If you're familiar with Ruby on Rails and are using MongoDB to build a NodeJS app, you might miss some slick ActiveRecord features, such as declarative validation. Diving into most of the basic tutorials out there, you'll find that many basic web development tasks are more work than you like. For example, if we borrow the style of http://howtonode.org/express-mongodb, a route that pulls a document by its ID will look something like this:

app.get('/document/:id', function(req, res) {
  db.collection('documents', function(error, collection) {
    collection.findOne({ _id : collection.db.bson_serializer.ObjectID.createFromHexString(req.params.id) },
        function(error, document) {
          if (error || !document) {
            res.render('error', {});
          } else {
            res.render('document', { document : document });
          }
        });
  });
});

In my first post I touched on MongooseJS, a schema and usability wrapper for MongoDB in NodeJS. MongooseJS was developed by LearnBoost, an education startup based in San Francisco, and maintained by 10gen. MongooseJS lets us take advantage of MongoDB's flexibility and performance benefits while using development paradigms similar to Ruby on Rails and ActiveRecord. In this post, I'll go into more detail about how The Ascot Project uses Mongoose for our data, some best practices we've learned, and some pitfalls we've found that aren't clearly documented.

Before we dive into the details of working with Mongoose, let's take a second to define the primary objects that we will be using. Loosely speaking, Mongoose's schema setup is defined by 3 types: Schema, Connection, and Model.

A Schema is an object that defines the structure of any documents that will be stored in your MongoDB collection; it enables you to define types and validators for all of your data items.

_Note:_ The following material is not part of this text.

PR #1433, opened 2021-09-08
Fix test broken by change in libsamplerate 0.2.0

chewi:
Since libsndfile/libsamplerate@26d92c369394bcd0b0cea488890edce1a0d757d5, initialising libsamplerate with 0 channels or less causes a SIGABRT.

A Connection is a fairly standard wrapper around a database connection.

A Model is an object that gives you easy access to a named collection, allowing you to query the collection and use the Schema to validate any documents you save to that collection. It is created by combining a Schema, a Connection, and a collection name.

Finally, a Document is an instantiation of a Model that is tied to a specific document in your collection.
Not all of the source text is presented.